─── Records for the exercise ───

Issue #1049, opened 2025-12-08
Fixing logic issue when defining/retrieving Node version


beto-aveiga:
### According to Copilot:
> The current command has a bug due to shell operator precedence. The pipe | has higher precedence than && and ||, so tr -d '[:space:]' is only applied when .nvmrc is not found. This can lead to NODE_MAJOR having trailing whitespace if .nvmrc exists and contains it.

There is a related Slack thread here: https://app.slack.com/client/T024KETL7/C08MT5PJAF5

PR #1050, opened 2025-12-08
#1049 Improving consistency in obtaining/determining Node version

beto-aveiga:
Closes: #1049 

image

The current command has a bug due to shell operator precedence. The pipe | has higher precedence than && and ||, so tr -d '[:space:]' is only applied when .nvmrc is not found. This can lead to NODE_MAJOR having trailing whitespace if .nvmrc exists and contains it.


rabbitlair (approved):
Looks good to me! Just a minor comment, but we can merge it without changing the code - I have no strong preference.

PR #1073, opened 2025-12-18
#263: Refactor Tugboat integration

### LINKED ISSUE #263: Thoughts on how we extend and customize the Tugboat integrations
I just went through adding the tugboat configs here to an existing project. Because it already had Tugboat configured, it gave me an opportunity to really see how far I could stretch things. Here's my notes from that process.

* It wasn't clear to me that checking for `sync:tugboat` was dynamic. I know the README calls it out, but perhaps composer install could log like "Checking for task sync:tugboat: not found, not added to Tugboat scripts".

───

■ Problem to solve
For this exercise, repeat each line of the listing exactly.

■ Answer to this problem
Issue #1049, opened 2025-12-08
Fixing logic issue when defining/retrieving Node version


beto-aveiga:
### According to Copilot:
> The current command has a bug due to shell operator precedence. The pipe | has higher precedence than && and ||, so tr -d '[:space:]' is only applied when .nvmrc is not found. This can lead to NODE_MAJOR having trailing whitespace if .nvmrc exists and contains it.

There is a related Slack thread here: https://app.slack.com/client/T024KETL7/C08MT5PJAF5

PR #1050, opened 2025-12-08
#1049 Improving consistency in obtaining/determining Node version

beto-aveiga:
Closes: #1049 

image

The current command has a bug due to shell operator precedence. The pipe | has higher precedence than && and ||, so tr -d '[:space:]' is only applied when .nvmrc is not found. This can lead to NODE_MAJOR having trailing whitespace if .nvmrc exists and contains it.


rabbitlair (approved):
Looks good to me! Just a minor comment, but we can merge it without changing the code - I have no strong preference.

PR #1073, opened 2025-12-18
#263: Refactor Tugboat integration

### LINKED ISSUE #263: Thoughts on how we extend and customize the Tugboat integrations
I just went through adding the tugboat configs here to an existing project. Because it already had Tugboat configured, it gave me an opportunity to really see how far I could stretch things. Here's my notes from that process.

* It wasn't clear to me that checking for `sync:tugboat` was dynamic. I know the README calls it out, but perhaps composer install could log like "Checking for task sync:tugboat: not found, not added to Tugboat scripts".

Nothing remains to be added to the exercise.